Interessante gruppo pop di Smiths-iana ispirazione. Bravi nel suonare, composizioni scorrevoli, piacevoli, energiche e nondimeno gentili nel canto melodico e nei ricami di chitarra, mai banali, un cantante stile Morissey, testi di qualità, la band ha esordito sul finire degli anni ’90, virando dall’iniziale garage rock in inglese a un ritmico rock elettrico cantato in italiano, trascinante, accattivante. I  Discorevolver sono Rox (voce e testi), Luca (chitarra e musica), Marco (chitarra), Leo (basso), Filippo (batteria).
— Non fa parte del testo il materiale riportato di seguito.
PR #1508, opened 2018-07-13
Disable the WindowContextHelpButtonHint for Qt >=5.10

sfuchs79:

- [x] Bug fix
- [ ] Functional change
- [ ] New feature
- [ ] Code cleanup
- [ ] Build system change
- [ ] Documentation change
- [ ] Language translation

Disables the WindowContextHelpButtonHint by default on Qt::Sheet and
Qt::Dialog widgets. This hides the ? button on Windows, which only
makes sense if you use QWhatsThis functionality.
This value has been added in Qt 5.10.

### Mentions:

@neolit123

### DIFF
--- a/core/qt-init.cpp
+++ b/core/qt-init.cpp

Ha un cd autoprodotto interamente scaricabile in mp3 sul sul loro sito http://discorevolver.interfree.it/  (Un giorno uguale al tuo, 2006, registrato al Labour of love da Marco Olivotto) e alcuni brani su Vitaminic  http://www.vitaminic.it/artist/discorevolver

 

 

Davide

 

Ciuao Luca, ti va di fare una presentazione della band, line-up e provenienza per cominciare? Dall’inglese all’italiano, due parole sugli esordi e sull’evoluzione del gruppo ad oggi?

 

Luca

 

Discorevolver è un progetto che nasce nel 1998 dalle ceneri del nostro primo gruppo, gli “Amphetamines on barbeque”: erano i primi anni ’90, si suonava garage-punk in stile Dead Kennedys, Mudhoney, Monomen e cose simili, e… beh, avevamo vent’anni! Col passare del tempo è nata l’esigenza di suonare in maniera diversa, più intima e riflessiva; non ci  sentivamo più rappresentati da titoli eloquenti come “sex around the swimming pool” o ” creatures from outer space”, per quanto risultassero coinvolgenti e divertenti ed il contesto dell’epoca fosse più che adatto!

Abbiamo deciso quindi di intraprendere nuove strade, di cambiare nome al gruppo, cantando in italiano e non più in inglese, lasciando che ognuno di noi potesse esprimersi senza i vincoli dettati dal genere o dal fatto di appartenere agli Amphetamines.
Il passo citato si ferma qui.